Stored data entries
□ □ □ □ □ □ □
PR #9455, opened 2024-02-26
feat: support env-defined saml issuer for PPMIs

### LINKED ISSUE #9454: Support using SAML login for all domains
From P1 team: domains change so frequently, it's a pain to add new domains to the SAML config.
This is a feature request that is just for PPMIs.

AC
- [ ] if we're in an enterprise environment where SAML is the only way to login, then open a SAML window, regardless of domain.

mattkrick:
# Description

fix #9454

Supports single tenant SAML:
- admins can set `env.SAML_ISSUER` & override what parabol calls itself to the IdP
- admins can use a single SAML record for the entire instance if SSO is the only way to log in to the app & a SAML record already exists. To set up SAML, they can temporarily enable email/password auth & then after it's set up successfully they can disable that.

### DIFF
--- a/.env.example
+++ b/.env.example
@@ -14,6 +14,8 @@ SOCKET_PORT='3001'
 # INVITATION_SHORTLINK='example.com'
 # If true, all new orgs will default to being enterprise tier. Use for PPMIs
 # IS_ENTERPRISE=false
+# PPMI single tenant use only. Will set the SAML issuer to this value.
+# SAML_ISSUER=''
 
 # AUTHENTICATION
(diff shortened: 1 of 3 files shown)


dbumblis-parabol:
Does the issuer need any kind of specific syntax / format? Or will it take whatever is defined by the var?

mattkrick:
whatever they tell it to! we won't do any validating on it, it'll be up to them to make sure they get it right

dbumblis-parabol (approved):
□ □ □ □ □ □ □
Quote, without alteration, the final stretch of the entries: the line with "(diff shortened: 1 of 3 files shown)" onward to the last line.

- **Written reply**:
(diff shortened: 1 of 3 files shown)


dbumblis-parabol:
Does the issuer need any kind of specific syntax / format? Or will it take whatever is defined by the var?

mattkrick:
whatever they tell it to! we won't do any validating on it, it'll be up to them to make sure they get it right

dbumblis-parabol (approved):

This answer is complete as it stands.